Service Level Objectives

We use intuition, experience, and an understanding of what users want to define service level indicators (SLIs), objectives (SLOs), and agreements (SLAs).

They descibe metrics that matter, what values we want those metris to have and how we'll react if we can't provide the expected service.

Choosing appropriate metrics helps to drive the right action if something goes wrong, and also gives an SRE team confidence that a service is healthy.

Indicators

A carefully defined quantitative measure of some aspect of the level of service that is provided.

Common SLIs:

Request latency
Error rate
System throughput
Availability - often defined in terms of the fraction of well-formed requests that succeed, sometimes called yield

Note for availability that availabilities of 99% and 99.999% can be referred to as "2 nines" and "5 nines" availability. GCE aims for "three and a half nines" — 99.95% availability.

Objectives

A target value or range of values for a service level that is measured by an SLI. A natural structure for SLOs is thus SLI <= target, or lower bound <= SLI <= upper bound.
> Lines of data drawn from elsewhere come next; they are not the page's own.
PR #62847, opened 2024-06-25
Global Styles: Allow variations to be filtered by multiple properties

scruffian:
## What?
This updates several functions to allow presets to incorporate several properties.

## Why?
This was originally proppsed as part of https://github.com/WordPress/gutenberg/pull/62709, and was also part of https://github.com/WordPress/gutenberg/pull/62741. It's not clear what direction we want to go with this, but this code maintains the same functionality while adding flexibility by allowing you to provide an array to these functions rather than a string.

## How?
Update several functions to accept an array rather than a string.

## Testing Instructions
0. Use a theme with style variations (like TT4)
1. Open the Site Editor
2. Open Global Styles
3. Check that you can still see color variations and style variations and that there are no typography variations.

### DIFF
--- a/packages/edit-site/src/hooks/use-theme-style-variations/use-theme-style-variations-by-property.js
+++ b/packages/edit-site/src/hooks/use-theme-style-variations/use-theme-style-variations-by-property.js
@@ -18,14 +18,14 @@ const { GlobalStylesContext } = unlock( blockEditorPrivateApis );
 const { mergeBaseAndUserConfigs } = unlock( editorPrivateApis );
 
 /**
- * Removes all instances of a property from an object.
+ * Removes all instances of properties from an object.
  *
- * @param {Object} object   The object to remove the property from.
- * @param {string} property The property to remove.
+ * @param {Object} object     The object to remove the properties from.
+ * @param {string} properties The properties to remove.
  * @return {Object} The modified object.
  */
-export function removePropertyFromObject( object, property ) {
-	if ( ! property || typeof property !== 'string' ) {
+export function removePropertiesFromObject( object, properties ) {
+	if ( ! properties || typeof properties !== 'object' ) {
 		return object;
 	}
 
@@ -38,25 +38,25 @@ export function removePropertyFromObject( object, property ) {
 	}
 
 	for ( const key in object ) {
-		if ( key === property ) {
+		if ( properties.includes( key ) ) {
 			delete object[ key ];
 		} else if ( typeof object[ key ] === 'object' ) {
-			removePropertyFromObject( object[ key ], property );
+			removePropertiesFromObject( object[ key ], properties );
 		}
 	}
 	return object;
 }
 
 /**
- * Fetches the current theme style variations that contain only the specified property
+ * Fetches the current theme style variations that contain only the specified properties
  * and merges them with the user config.
  *
- * @param {Object} props          Object of hook args.
- * @param {string} props.property The property to filter by.
+ * @param {Object} props            Object of hook args.
+ * @param {string} props.properties The properties to filter by.
  * @return {Object[]|*} The merged object.
  */
 export function useCurrentMergeThemeStyleVariationsWithUserConfig( {
-	property,
+	properties,
 } ) {
 	const { variationsFromTheme } = useSelect( ( select ) => {
 		const _variationsFromTheme =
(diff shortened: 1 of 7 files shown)


packages/edit-site/src/hooks/use-theme-style-variations/use-theme-style-variations-by-property.js
```diff
@@ -74,51 +74,54 @@ export function useCurrentMergeThemeStyleVariationsWithUserConfig( {
...
 			} );
 
 		return [
-			userVariationWithoutProperty,
-			...variationsWithSinglePropertyAndBase,
+			userVariationWithoutProperties,
+			...variationsWithPropertiesAndBase,
 		];
-	}, [ property, userVariation, variationsFromTheme ] );
+	}, [ properties, userVariation, variationsFromTheme ] );
```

For example, we might decide that we will return Team search results "quickly," adopting an SLO that our average search request latency should be less than 80 milliseconds.

Choosing an appropriate SLO is complex. For incoming HTTP requests from the outside world to your service, the queries per second (QPS) metric is essentially determined by the desires of your users, and you can’t really set an SLO for that.

On the other hand, you can say that you want the average latency per request to be under 100 milliseconds, and setting such a goal could in turn motivate you to write your frontend with low-latency behaviors of various kinds or to buy certain kinds of low-latency equipment.

Agreements

an explicit or implicit contract with your users that includes consequences of meeting (or missing) the SLOs they contain. The consequences are most easily recognized when they are financial — a rebate or a penalty — but they can take other forms.

SRE doesn’t typically get involved in constructing SLAs, because SLAs are closely tied to business and product decisions. SRE does, however, get involved in helping to avoid triggering the consequences of missed SLOs.